The experiment they developed is based on the fact that amino acids are optically active molecules. They can exist as mirror-images, designated either "left-handed" or "right-handed" depending on their stereoisomeric structure. When amino acids are accidentally created in space without any basis in life, they're an equal mix of left and right-handed. So if a sample taken on Mars shows a "chiral excess" of one optical isomer versus the other, the amino acids are biological in origin.
Inside the Mars Organic Analyzer, the capillaries on the chip are filled with one of two kinds of chemical "gloves" that mate with either left- or right-handed amino acids. If a mix of amino acids moves down a capillary filled with left-handed mitts, the left-handed amino acids flow through the system more slowly because they'll slip inside the left-handed chemical gloves along the way. Meanwhile, the right-handed amino acids won't fit inside the gloves at all. The speed and mobility of the amino acids can then be analyzed to determine whether there's a prevalence of one optical isomer over the other. Such a prevalence, Mathies says, would provide evidence of life.
Recently, Mathies and his collaborators successfully demonstrated the system in the arid Panoche Valley near Fresno, California. The next field-test will take place in Chile's Atacama Desert, the driest, most Mars-like environment on our planet.
"If an instrument can't detect life there, it has no business going to Mars," says Mathies, who is also affiliated with the California Institute for Quantitative Biomedical Research (QB3).
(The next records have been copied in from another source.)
PR #80, opened 2020-12-14
AB#431 : Use new sealing features from ertcrypto

Nirusu:
The encryption key is now sealed with the CPU sealing key using the new ertcrypto features. Sealing the state data, recovery etc. works the same way as before.


thomasten (changes requested):
Integration test with -noenclave is broken. We probably need another kind of mock sealer that just writes the plaintext to disk.

Nirusu:
Done. 
Is an unit test needed for this one? If yes, should we just go full-length and completely replace the MockSealer with the new NoEnclaveSealer?

thomasten:
> Is an unit test needed for this one? If yes, should we just go full-length and completely replace the MockSealer with the new NoEnclaveSealer?

No, not needed. The Sealer interface exists mainly to make the core unit testable. So Sealer implementations are supposed to be integration-tested only.

thomasten (approved):

PR #83, opened 2020-12-21
AB#457 : Check combination of package properties

Nirusu:
Note: This does not cover ERTValidator (it's still reports that  it would be compliant package), the coordinator does the check when setting the manifest. This is so we can handle debug/non-debug mode differently without introducing larger changes.

### DIFF
--- a/coordinator/core/clientapi_test.go
+++ b/coordinator/core/clientapi_test.go
@@ -14,6 +14,7 @@ import (
 
 	"github.com/edgelesssys/marblerun/test"
 	"github.com/stretchr/testify/assert"
+	"github.com/stretchr/testify/require"
 )
 
 func mustSetup() (*Core, *Manifest) {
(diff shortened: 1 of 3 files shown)


coordinator/core/clientapi_test.go
```diff
@@ -73,9 +75,30 @@ func TestSetManifest(t *testing.T) {
 		break
 	}
 	modRawManifest, err := json.Marshal(manifest)
-	assert.NoError(err)
+	require.NoError(err)
 	_, err = c.SetManifest(context.TODO(), modRawManifest)
 	assert.Equal("manifest does not contain marble package foo", err.Error())
+
+	// Try setting manifest with UniqueID + other value set, no debug mode (this should fail)
```
thomasten, line 82: In addition to what you have implemented and test here, we also want to enforce that if UniqueID is not set, the other 3 values must all be set. So setting, e.g., only SignerID and ProductID is invalid.
When you add this functionality and more tests, it is probably a good idea to move these test into its own Test... func.

thomasten (approved):

PR #87, opened 2021-01-25
AB#377: Modularize recovery

Nirusu:
This PR makes the recovery module interchangeable for upcoming features such as multi-party recovery.

Changes from the already reviewed internal version:

- recoveryMap is always loaded into the core, not just when an unsealing error occurs 
- GetRecoveryData() added (for when we need to reseal the state for an update manifest)
- Properly some other minor stuff to accompany changes from other changes to Marblerun while this was in development

Leftover issues:

- The integration test can fail badly across tests when one of the subfunctions fails, as they often invoke `require` but no defer functions are set in them as we want to return the cfgs and alive processes for the calling main function. This can cause the next test function to work with an unclean coordinator, causing further test failures due to an unexpected state.

Guess we need an idea on how to cleanup a failure in this subfunction in a way which is not totally ugly, so any ideas are appreciated here.

Apart from that, this is ready for a final review.

### DIFF
--- a/coordinator/core/clientapi.go
+++ b/coordinator/core/clientapi.go
@@ -78,9 +78,9 @@ func (c *Core) SetManifest(ctx context.Context, rawManifest []byte) ([]byte, err
 	}
 
 	// Generate a new encryption key for a new manifest, as the old one might be broken
-	if err := c.sealer.GenerateNewEncryptionKey(); err != nil {
-		return nil, err
-	}
+	encryptionKey := make([]byte, 16)
+	_, err = rand.Read(encryptionKey)
+	c.sealer.SetEncryptionKey(encryptionKey)
 
 	// Parse X.509 admin certificates from manifest
 	adminCerts, err := generateAdminCertsFromManifest(manifest.Admins)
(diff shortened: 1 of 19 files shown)


util/util.go
```diff
@@ -56,3 +59,25 @@ func MustGetLocalListenerAndAddr() (net.Listener, string) {
 	}
 	return listener, localhost + port
 }
+
+// XORBytes XORs two byte slices
+func XORBytes(a, b []byte) ([]byte, error) {
```
thomasten, line 64: add the test

coordinator/core/clientapi.go
```diff
@@ -201,10 +178,36 @@ func (c *Core) UpdateManifest(ctx context.Context, rawUpdateManifest []byte) err
 	c.updateManifest = updateManifest
 	c.rawUpdateManifest = rawUpdateManifest
 	c.zaplogger.Info("An update manifest overriding package settings from the original manifest was set.")
-	_, err := c.sealState()
+
+	// Retrieve current recovery data before we seal the state again
```
thomasten, line 182: do this before setting `c.updateManifest` so that the state does not change on error

coordinator/core/clientapi.go
```diff
@@ -201,10 +178,36 @@ func (c *Core) UpdateManifest(ctx context.Context, rawUpdateManifest []byte) err
...
+		c.zaplogger.Error("Cannot reseal the state. Could not retrieve the current recovery data from the recovery module.")
+		return err
+	}
+
+	err = c.sealState(currentRecoveryData)
+	if err != nil {
+		return err
+	}
+
+	return nil
```
thomasten, line 194:
```suggestion
	return c.sealState(currentRecoveryData)
```

thomasten (changes requested):
Thanks for the clean commits, much appreciated.

thomasten (approved):

m1ghtym0 (dismissed):

thomasten (approved):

While the researchers perfect their system for the rigors of space travel and robotic deployment, Mathies is applying a similar approach to solve a terrestrial problem. He's the recipient of a large National Institute of Justice grant to develop a compact, high-throughput genetic identification system. The goal is to build a machine, based on his lab-on-a-chip, that would allow forensic investigators to quickly analyze DNA evidence from crime scenes and known felons at very low cost.
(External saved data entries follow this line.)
PR #90, opened 2021-01-26
AB#495: Use Intermediate CA for Marble authentication

Nirusu:
This still lacks some good tests cases to check against the desired behavior, but I guess it can already be checked for sanity (it does pass all current tests).

Right now, the following certificates are used:

- Marbles: Intermediate CA
- Quoting: Root CA
- Secrets (non-shared symmetric-key derivation): Root CA Private Key
- Secrets (certificates): Intermediate CA

The intermediate CA uses a separate private/public key pair than the root CA. 

Shared Certificate secrets are re-generated when a new manifest is set and the old ones in the core will be overwritten (or should, there's no test for that yet ;)). Non-shared certificate secrets are regenerated when a Marble is activated as before , so theoretically nothing should've changed here in terms of general behavior.

Feedback would be appreciated :)

### DIFF
--- a/coordinator/core/clientapi.go
+++ b/coordinator/core/clientapi.go
@@ -91,11 +91,23 @@ func (c *Core) SetManifest(ctx context.Context, rawManifest []byte) (map[string]
 //
 // Returns the a remote attestation quote of its own certificate alongside this certificate that allows to verify the Coordinator's integrity and authentication for use of the ClientAPI.
 func (c *Core) GetCertQuote(ctx context.Context) (string, []byte, error) {
-	pemCert := pem.EncodeToMemory(&pem.Block{Type: "CERTIFICATE", Bytes: c.rootCert.Raw})
-	if len(pemCert) <= 0 {
-		return "", nil, errors.New("pem.EncodeToMemory failed")
+	defer c.mux.Unlock()
+	if err := c.requireState(stateAcceptingManifest, stateAcceptingMarbles); err != nil {
+		return "", nil, err
 	}
-	strCert := string(pemCert)
+
+	pemCertRoot := pem.EncodeToMemory(&pem.Block{Type: "CERTIFICATE", Bytes: c.rootCert.Raw})
+	if len(pemCertRoot) <= 0 {
+		return "", nil, errors.New("pem.EncodeToMemory failed for root certificate")
+	}
+
+	// Include intermediate certificate if a manifest has been set
+	pemCertIntermediate := pem.EncodeToMemory(&pem.Block{Type: "CERTIFICATE", Bytes: c.intermediateCert.Raw})
+	if len(pemCertIntermediate) <= 0 {
+		return "", nil, errors.New("pem.EncodeToMemory failed for intermediate certificate")
+	}
+
+	strCert := string(pemCertIntermediate) + string(pemCertRoot)
 	return strCert, c.quote, nil
 }
 
--- a/coordinator/core/clientapi.go
+++ b/coordinator/core/clientapi.go
@@ -91,7 +91,7 @@ func (c *Core) SetManifest(ctx context.Context, rawManifest []byte) (map[string]
 //
 // Returns the a remote attestation quote of its own certificate alongside this certificate that allows to verify the Coordinator's integrity and authentication for use of the ClientAPI.
 func (c *Core) GetCertQuote(ctx context.Context) (string, []byte, error) {
-	pemCert := pem.EncodeToMemory(&pem.Block{Type: "CERTIFICATE", Bytes: c.cert.Raw})
+	pemCert := pem.EncodeToMemory(&pem.Block{Type: "CERTIFICATE", Bytes: c.rootCert.Raw})
 	if len(pemCert) <= 0 {
 		return "", nil, errors.New("pem.EncodeToMemory failed")
 	}
@@ -175,6 +175,13 @@ func (c *Core) UpdateManifest(ctx context.Context, rawUpdateManifest []byte) err
 		return err
 	}
 
+	// Generate new intermediate CA for Marble gRPC authentication
+	intermediateCert, intermediatePrivK, err := generateCert(c.rootCert.DNSNames, coordinatorIntermediateName, c.rootCert, c.rootPrivK)
+	if err != nil {
+		c.zaplogger.Error("Could not generate a new intermediate CA for Marble authentication.", zap.Error(err))
+		return err
+	}
+
 	// Retrieve current recovery data before we seal the state again
 	currentRecoveryData, err := c.recovery.GetRecoveryData()
 	if err != nil {
@@ -184,7 +191,11 @@ func (c *Core) UpdateManifest(ctx context.Context, rawUpdateManifest []byte) err
 
 	c.updateManifest = updateManifest
 	c.rawUpdateManifest = rawUpdateManifest
+	c.intermediateCert = intermediateCert
+	c.intermediatePrivK = intermediatePrivK
+
 	c.zaplogger.Info("An update manifest overriding package settings from the original manifest was set.")
+	c.zaplogger.Info("Please restart your Marbles to enforce the update.")
 
 	return c.sealState(currentRecoveryData)
 }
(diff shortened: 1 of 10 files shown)


m1ghtym0 (approved):
LGTM, we should think about returning the rootCert and intermediateCert on the client API.
The client can decide which certificate to pin on.
This makes it possible to detect manifest updates automatically on the client-side.

coordinator/core/core.go
```diff
@@ -113,28 +120,34 @@ func NewCore(dnsNames []string, qv quote.Validator, qi quote.Issuer, sealer Seal
...
 	zapLogger.Info("loading state")
-	cert, privk, err := c.loadState()
+	rootCert, rootPrivK, intermediateCert, intermediatePrivK, err := c.loadState()
 	if err != nil {
 		if err != ErrEncryptionKey {
 			return nil, err
 		}
 		c.zaplogger.Error("Failed to decrypt sealed state. Processing with a new state. Use the /recover API endpoint to load an old state, or submit a new manifest to overwrite the old state. Look up the documentation for more information on how to proceed.")
-		cert, privk, err = c.generateCert(dnsNames)
+		c.mux.Lock()
```
thomasten, line 129: no need to lock the core in NewCore

coordinator/core/core.go
```diff
@@ -70,18 +72,23 @@ const (
...
+	Secrets             map[string]manifest.Secret
+	State               state
+	Activations         map[string]uint
 }
 
 // CoordinatorName is the name of the Coordinator. It is used as CN of the root certificate.
 const CoordinatorName string = "Marblerun Coordinator"
 
+// CoordinatorIntermediateName is the name of the Coordinator. It is used as CN of the intermediate certificate which is set when setting or updating a certificate.
+const CoordinatorIntermediateName string = "Marblerun Coordinator - Intermediate CA"
```
thomasten, line 90:
```suggestion
const coordinatorName string = "Marblerun Coordinator"

// CoordinatorIntermediateName is the name of the Coordinator. It is used as CN of the intermediate certificate which is set when setting or updating a certificate.
const coordinatorIntermediateName string = "Marblerun Coordinator - Intermediate CA"
```

coordinator/core/core.go
```diff
@@ -264,17 +293,14 @@ func (c *Core) sealState(recoveryData []byte) error {
 	return c.sealer.Seal(recoveryData, stateRaw)
 }
 
-func (c *Core) generateCert(dnsNames []string) (*x509.Certificate, *ecdsa.PrivateKey, error) {
-	defer c.mux.Unlock()
-	if err := c.requireState(stateUninitialized); err != nil {
-		return nil, nil, err
-	}
-
+func (c *Core) generateCert(dnsNames []string, parentCertificate *x509.Certificate, parentPrivateKey *ecdsa.PrivateKey) (*x509.Certificate, *ecdsa.PrivateKey, error) {
```
thomasten, line 296:
```suggestion
func generateCert(dnsNames []string, parentCertificate *x509.Certificate, parentPrivateKey *ecdsa.PrivateKey) (*x509.Certificate, *ecdsa.PrivateKey, error) {
```

coordinator/core/core.go
```diff
@@ -301,7 +327,15 @@ func (c *Core) generateCert(dnsNames []string) (*x509.Certificate, *ecdsa.Privat
...
 
-	certRaw, err := x509.CreateCertificate(rand.Reader, &template, &template, &privk.PublicKey, privk)
+	var certRaw []byte
+	if parentCertificate == nil || parentPrivateKey == nil {
+		certRaw, err = x509.CreateCertificate(rand.Reader, &template, &template, &privk.PublicKey, privk)
+	} else {
+		template.Issuer = parentCertificate.Issuer
+		template.Subject.CommonName = CoordinatorIntermediateName
+		certRaw, err = x509.CreateCertificate(rand.Reader, &template, parentCertificate, &privk.PublicKey, parentPrivateKey)
+	}
```
thomasten, line 337:
```suggestion
	if parentCertificate == nil {
		parentCertificate = &template
		parentPrivateKey = privk
	}
	certRaw, err := x509.CreateCertificate(rand.Reader, &template, parentCertificate, &privk.PublicKey, parentPrivateKey)
```
make behavior of this function more explicit by passing commonName as a parameter to generateCert
CreateCertificate does not use Issuer

coordinator/core/core.go
```diff
@@ -501,7 +535,7 @@ func (c *Core) generateCertificateForSecret(secret manifest.Secret, privKey cryp
 	}
 
 	template.IsCA = false
-	template.Issuer = c.cert.Subject
+	template.Issuer = parentCertificate.Subject
```
thomasten, line 538:
```suggestion
```

thomasten (changes requested):

thomasten:
> 
> 
> LGTM, we should think about returning the rootCert and intermediateCert on the client API.
> The client can decide which certificate to pin on.
> This makes it possible to detect manifest updates automatically on the client-side.

Yes, pls make this a new ticket.

Nirusu:
Ready for new review, now with an unit test added.

Regarding the new ticket: Should quoting over the whole chain be dealt with in this PR, or in a new one (with the API endpoints for getting the certificates)?

coordinator/core/clientapi.go
```diff
@@ -91,11 +91,26 @@ func (c *Core) SetManifest(ctx context.Context, rawManifest []byte) (map[string]
...
+	}
+
+	pemCertRoot := pem.EncodeToMemory(&pem.Block{Type: "CERTIFICATE", Bytes: c.rootCert.Raw})
+	if len(pemCertRoot) <= 0 {
+		return "", nil, errors.New("pem.EncodeToMemory failed for root certificate")
+	}
+
+	// Include intermediate certificate if a manifest has been set
+	var pemCertIntermediate []byte
+	if c.intermediateCert != nil {
```
thomasten, line 106: This is not needed anymore, is it?

coordinator/core/clientapi.go
```diff
@@ -184,7 +221,17 @@ func (c *Core) UpdateManifest(ctx context.Context, rawUpdateManifest []byte) err
 
 	c.updateManifest = updateManifest
 	c.rawUpdateManifest = rawUpdateManifest
+	c.intermediateCert = intermediateCert
+	c.intermediatePrivK = intermediatePrivK
+
+	// Overwrite regenerated secrets in core
+	for name, secret := range regeneratedSecrets {
+		delete(c.secrets, name)
```
thomasten, line 229: seems superfluous to me

coordinator/core/clientapi.go
Nirusu: Yup, not needed anymore after the last commit. Will remove.

coordinator/core/clientapi.go
Nirusu: Actually I had to introduce it as a bug fix. Directly assigning the secret to the map in the core and thus, wanting to simply overwrite it, did not work on its own. 

Don't know why, but would be interesting to find out why it does not work. The most common solution you find online is using pointers in the map as value rather than a copy to the struct directly, but personally I would try to avoid using this solution as we do not really want to modify the secrets in the core often, just out of necessity on a manifest update.

thomasten: Works fine on my machine if I remove this line. Can you double-check and tell which test fails?

Nirusu: Double-checked, it actually does work. 

Guess this was an issue in the test then, as I did not deep-copy the map before comparing them initially, so I guess I was comparing pointers instead of the values in the structs, thus having this weird issue where delete fixed it. Later on I noticed this caused some other issues, so I deep-copied the map in the test which seems to fix all the issues I had.

So yeah, this can be removed.

Nirusu:
Okay, a new breakdown:

**Client Server**: Root CA 
**Marble Server** : Intermediate CA
**Marbles**: Intermediate CA + per-Marble Leaf Certificate
**Quote**: Root CA
**/quote API endpoint**: Returns the quote which was generated over the Root CA, but also returns the certificate chain consisting of the Intermediate CA + Root CA. `era` can pull this chain and extract the certificate an user may want to pin against. See: https://github.com/edgelesssys/era/pull/3
**Secrets (non-shared symmetric-key derivation)**: Derived from Root CA Private Key
**Secrets (certificates)**: Issued by Intermediate CA

m1ghtym0 (approved):
LGTM. Cert chain seems to be consistent with [RFC4346](https://tools.ietf.org/html/rfc4346#section-7.4.2). Good job!

thomasten (approved):
Nice! Pls clean up the commit history.

thomasten (approved):

m1ghtym0 (approved):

"Forensic laboratories have hundreds of thousands of DNA samples that have never been analyzed or compared because it's too expensive and slow to run the tests," Mathies says. "With our integrated and automated system, you could place a sample in the machine and very rapidly and cheaply amplify and analyze the markers in our DNA that distinguish us as individuals."
That capability is especially important now, he adds, given the passage in the recent election of California Proposition 69. The proposition mandates that DNA samples be collected "from all felons, and from others arrested for or charged with specified crimes."
Eventually, Mathies says, a portable version of the machine could enable DNA tests right at the crime scene. This on-location testing would eliminate questions of whether a sample was tainted or mislabeled during handling, processing, or analysis, and provide crime scene investigators with immediate information on possible suspects.
"These lab-on-a-chip technologies motivated by such things as Mars exploration and forensic identification have larger applications in all areas of chemical and biochemical analysis, from genetic sequencing to pathogen detection," Mathies says. "This technology will lead to a real paradigm shift in chemistry."